Task details
Go through the following data and transcribe exactly the stretch of lines from the one holding "Time to move on!" to the one holding "-70,7 +70,8 @@", both included.

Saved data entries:
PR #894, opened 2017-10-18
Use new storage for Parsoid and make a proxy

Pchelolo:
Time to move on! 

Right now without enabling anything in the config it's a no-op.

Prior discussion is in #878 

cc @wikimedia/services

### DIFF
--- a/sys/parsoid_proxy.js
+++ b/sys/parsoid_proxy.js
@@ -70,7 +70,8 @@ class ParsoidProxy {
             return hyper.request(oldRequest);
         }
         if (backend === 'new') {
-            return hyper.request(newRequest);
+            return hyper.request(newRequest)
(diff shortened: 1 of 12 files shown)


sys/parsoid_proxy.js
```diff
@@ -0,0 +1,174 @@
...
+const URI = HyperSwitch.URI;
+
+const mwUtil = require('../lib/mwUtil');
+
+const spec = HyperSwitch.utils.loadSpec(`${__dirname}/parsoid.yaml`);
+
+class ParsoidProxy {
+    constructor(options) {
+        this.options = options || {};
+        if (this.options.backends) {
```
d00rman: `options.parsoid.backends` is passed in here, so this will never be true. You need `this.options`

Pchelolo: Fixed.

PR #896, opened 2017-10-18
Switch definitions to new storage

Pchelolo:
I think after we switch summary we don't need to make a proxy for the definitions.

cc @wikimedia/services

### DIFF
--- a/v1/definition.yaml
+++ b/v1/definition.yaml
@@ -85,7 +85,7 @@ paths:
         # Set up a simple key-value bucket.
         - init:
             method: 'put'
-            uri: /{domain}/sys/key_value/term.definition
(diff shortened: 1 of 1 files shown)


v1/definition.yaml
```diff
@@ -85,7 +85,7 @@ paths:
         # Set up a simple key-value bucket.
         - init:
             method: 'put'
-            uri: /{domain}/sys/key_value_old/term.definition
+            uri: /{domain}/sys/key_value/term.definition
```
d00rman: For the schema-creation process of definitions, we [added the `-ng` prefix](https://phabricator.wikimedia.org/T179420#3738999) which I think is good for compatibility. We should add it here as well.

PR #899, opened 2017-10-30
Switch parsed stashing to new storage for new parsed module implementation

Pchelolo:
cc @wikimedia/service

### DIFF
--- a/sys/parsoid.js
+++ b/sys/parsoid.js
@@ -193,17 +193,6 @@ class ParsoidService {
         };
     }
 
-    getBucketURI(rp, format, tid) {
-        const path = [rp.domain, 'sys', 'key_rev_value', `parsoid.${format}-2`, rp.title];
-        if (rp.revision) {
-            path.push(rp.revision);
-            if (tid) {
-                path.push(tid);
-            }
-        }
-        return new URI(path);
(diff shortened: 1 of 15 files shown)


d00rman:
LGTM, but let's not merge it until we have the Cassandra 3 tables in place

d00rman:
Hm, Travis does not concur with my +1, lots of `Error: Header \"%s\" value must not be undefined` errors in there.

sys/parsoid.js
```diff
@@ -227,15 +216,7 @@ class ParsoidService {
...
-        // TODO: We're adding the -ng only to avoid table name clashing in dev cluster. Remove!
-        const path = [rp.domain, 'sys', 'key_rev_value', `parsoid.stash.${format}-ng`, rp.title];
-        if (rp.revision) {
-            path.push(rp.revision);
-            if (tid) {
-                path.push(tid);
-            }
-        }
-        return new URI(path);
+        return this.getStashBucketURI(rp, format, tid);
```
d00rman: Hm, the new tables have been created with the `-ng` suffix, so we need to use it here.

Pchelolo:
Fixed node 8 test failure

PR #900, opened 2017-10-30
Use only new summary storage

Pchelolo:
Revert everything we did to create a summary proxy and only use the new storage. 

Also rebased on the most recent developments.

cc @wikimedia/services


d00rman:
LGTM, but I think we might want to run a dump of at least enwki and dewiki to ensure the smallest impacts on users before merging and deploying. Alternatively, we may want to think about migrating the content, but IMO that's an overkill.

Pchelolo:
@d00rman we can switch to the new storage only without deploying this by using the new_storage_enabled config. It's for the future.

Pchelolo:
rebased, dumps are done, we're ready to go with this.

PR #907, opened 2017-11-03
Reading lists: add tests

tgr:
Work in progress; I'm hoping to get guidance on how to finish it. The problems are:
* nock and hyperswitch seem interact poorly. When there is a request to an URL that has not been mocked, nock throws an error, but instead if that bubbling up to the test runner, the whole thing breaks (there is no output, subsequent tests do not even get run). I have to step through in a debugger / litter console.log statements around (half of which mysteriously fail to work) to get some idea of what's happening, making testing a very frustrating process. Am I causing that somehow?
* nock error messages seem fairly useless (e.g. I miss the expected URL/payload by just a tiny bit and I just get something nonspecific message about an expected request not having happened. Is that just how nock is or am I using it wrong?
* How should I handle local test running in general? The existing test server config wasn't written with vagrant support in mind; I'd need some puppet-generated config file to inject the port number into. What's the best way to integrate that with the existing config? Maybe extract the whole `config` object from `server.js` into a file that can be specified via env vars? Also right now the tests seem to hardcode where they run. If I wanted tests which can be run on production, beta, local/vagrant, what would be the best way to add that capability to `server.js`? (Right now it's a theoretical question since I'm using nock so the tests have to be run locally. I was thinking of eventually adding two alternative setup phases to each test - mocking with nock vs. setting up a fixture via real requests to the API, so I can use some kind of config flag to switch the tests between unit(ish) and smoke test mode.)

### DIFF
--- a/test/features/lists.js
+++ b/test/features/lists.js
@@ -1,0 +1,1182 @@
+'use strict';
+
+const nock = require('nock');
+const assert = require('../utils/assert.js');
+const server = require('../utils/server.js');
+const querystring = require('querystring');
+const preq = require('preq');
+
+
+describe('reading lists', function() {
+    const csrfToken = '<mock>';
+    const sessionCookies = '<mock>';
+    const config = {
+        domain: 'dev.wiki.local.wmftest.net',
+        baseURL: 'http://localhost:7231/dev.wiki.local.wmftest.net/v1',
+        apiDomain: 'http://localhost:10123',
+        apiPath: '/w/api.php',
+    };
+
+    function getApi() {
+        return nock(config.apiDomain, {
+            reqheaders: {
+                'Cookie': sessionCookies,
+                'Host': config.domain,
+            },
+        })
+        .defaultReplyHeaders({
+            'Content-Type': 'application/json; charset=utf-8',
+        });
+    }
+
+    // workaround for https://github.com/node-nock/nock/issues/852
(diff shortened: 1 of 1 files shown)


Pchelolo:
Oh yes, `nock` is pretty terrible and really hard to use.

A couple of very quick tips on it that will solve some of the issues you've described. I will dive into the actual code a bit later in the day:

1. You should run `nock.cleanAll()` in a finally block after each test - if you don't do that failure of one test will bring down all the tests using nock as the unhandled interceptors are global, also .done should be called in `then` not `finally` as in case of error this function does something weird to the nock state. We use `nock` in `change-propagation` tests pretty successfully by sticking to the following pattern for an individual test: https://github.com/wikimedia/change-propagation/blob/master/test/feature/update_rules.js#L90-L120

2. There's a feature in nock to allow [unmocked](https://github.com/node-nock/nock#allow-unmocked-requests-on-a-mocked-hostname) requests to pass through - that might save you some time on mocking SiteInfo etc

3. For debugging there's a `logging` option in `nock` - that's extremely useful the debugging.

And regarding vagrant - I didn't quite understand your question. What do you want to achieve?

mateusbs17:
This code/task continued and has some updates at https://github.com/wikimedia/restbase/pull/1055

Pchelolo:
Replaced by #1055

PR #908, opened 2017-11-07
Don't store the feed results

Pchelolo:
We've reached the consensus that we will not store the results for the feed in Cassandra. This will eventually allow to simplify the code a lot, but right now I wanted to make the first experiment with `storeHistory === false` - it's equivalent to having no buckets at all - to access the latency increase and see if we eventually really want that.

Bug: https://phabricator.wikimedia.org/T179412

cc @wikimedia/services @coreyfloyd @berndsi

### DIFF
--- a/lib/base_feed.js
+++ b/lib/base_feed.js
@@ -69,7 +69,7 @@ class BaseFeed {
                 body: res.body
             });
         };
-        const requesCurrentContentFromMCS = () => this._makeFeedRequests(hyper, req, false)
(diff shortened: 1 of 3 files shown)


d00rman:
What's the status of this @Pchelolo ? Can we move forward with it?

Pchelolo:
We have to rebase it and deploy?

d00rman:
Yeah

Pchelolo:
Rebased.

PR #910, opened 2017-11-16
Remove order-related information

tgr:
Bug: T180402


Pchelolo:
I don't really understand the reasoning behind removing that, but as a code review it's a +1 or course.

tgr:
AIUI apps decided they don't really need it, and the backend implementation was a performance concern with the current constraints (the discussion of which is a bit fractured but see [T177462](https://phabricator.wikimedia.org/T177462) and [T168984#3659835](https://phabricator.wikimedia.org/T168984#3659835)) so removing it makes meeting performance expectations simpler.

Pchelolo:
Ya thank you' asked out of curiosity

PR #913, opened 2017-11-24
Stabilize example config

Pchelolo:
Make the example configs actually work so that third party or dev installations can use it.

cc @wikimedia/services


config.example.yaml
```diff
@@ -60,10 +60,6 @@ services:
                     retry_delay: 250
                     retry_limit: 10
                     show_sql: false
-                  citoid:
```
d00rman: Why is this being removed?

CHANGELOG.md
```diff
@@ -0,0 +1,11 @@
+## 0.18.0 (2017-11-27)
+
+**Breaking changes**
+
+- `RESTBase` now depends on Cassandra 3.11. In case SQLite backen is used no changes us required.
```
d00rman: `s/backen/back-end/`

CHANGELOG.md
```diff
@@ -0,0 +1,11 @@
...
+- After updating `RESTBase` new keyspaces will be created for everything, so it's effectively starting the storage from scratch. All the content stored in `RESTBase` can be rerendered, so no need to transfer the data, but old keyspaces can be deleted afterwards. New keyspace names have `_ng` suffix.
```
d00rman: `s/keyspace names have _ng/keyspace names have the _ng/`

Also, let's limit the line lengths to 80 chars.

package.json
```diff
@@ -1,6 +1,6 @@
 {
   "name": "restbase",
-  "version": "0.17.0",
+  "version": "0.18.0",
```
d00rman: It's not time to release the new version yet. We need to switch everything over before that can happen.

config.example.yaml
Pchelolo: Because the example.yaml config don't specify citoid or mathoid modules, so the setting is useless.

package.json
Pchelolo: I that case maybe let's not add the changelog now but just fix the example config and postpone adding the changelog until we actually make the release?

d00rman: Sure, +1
--
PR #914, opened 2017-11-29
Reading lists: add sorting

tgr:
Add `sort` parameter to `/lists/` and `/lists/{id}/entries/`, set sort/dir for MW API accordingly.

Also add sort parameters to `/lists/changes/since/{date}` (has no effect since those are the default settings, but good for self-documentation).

Your response
Time to move on! 

Right now without enabling anything in the config it's a no-op.

Prior discussion is in #878 

cc @wikimedia/services

### DIFF
--- a/sys/parsoid_proxy.js
+++ b/sys/parsoid_proxy.js
@@ -70,7 +70,8 @@ class ParsoidProxy {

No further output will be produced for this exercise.